◆ WHAT IS BEING ASKED ◆
Every entry must appear in the answer exactly as written.

--- DATA Enclosed Below ---

PR #6985, opened 2026-02-19
Handle errors in add-on tribe init gracefully

carli2:
## Summary
- Wraps individual add-on tribe loading in `get_all_tribeinfos()` with a try-catch
- A broken add-on tribe (e.g. missing dependency) now logs a warning instead of crashing the entire tribe discovery
- Other working add-on tribes still appear in the tribe selection

## Test plan
- [ ] Install two tribe add-ons, one with a deliberate error in its init.lua
- [ ] Verify the broken add-on is skipped with a log warning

--- End of Enclosed DATA ---

◆ ANSWER TO THE PROBLEM ◆
PR #6985, opened 2026-02-19
Handle errors in add-on tribe init gracefully

carli2:
## Summary
- Wraps individual add-on tribe loading in `get_all_tribeinfos()` with a try-catch
- A broken add-on tribe (e.g. missing dependency) now logs a warning instead of crashing the entire tribe discovery
- Other working add-on tribes still appear in the tribe selection

## Test plan
- [ ] Install two tribe add-ons, one with a deliberate error in its init.lua
- [ ] Verify the broken add-on is skipped with a log warning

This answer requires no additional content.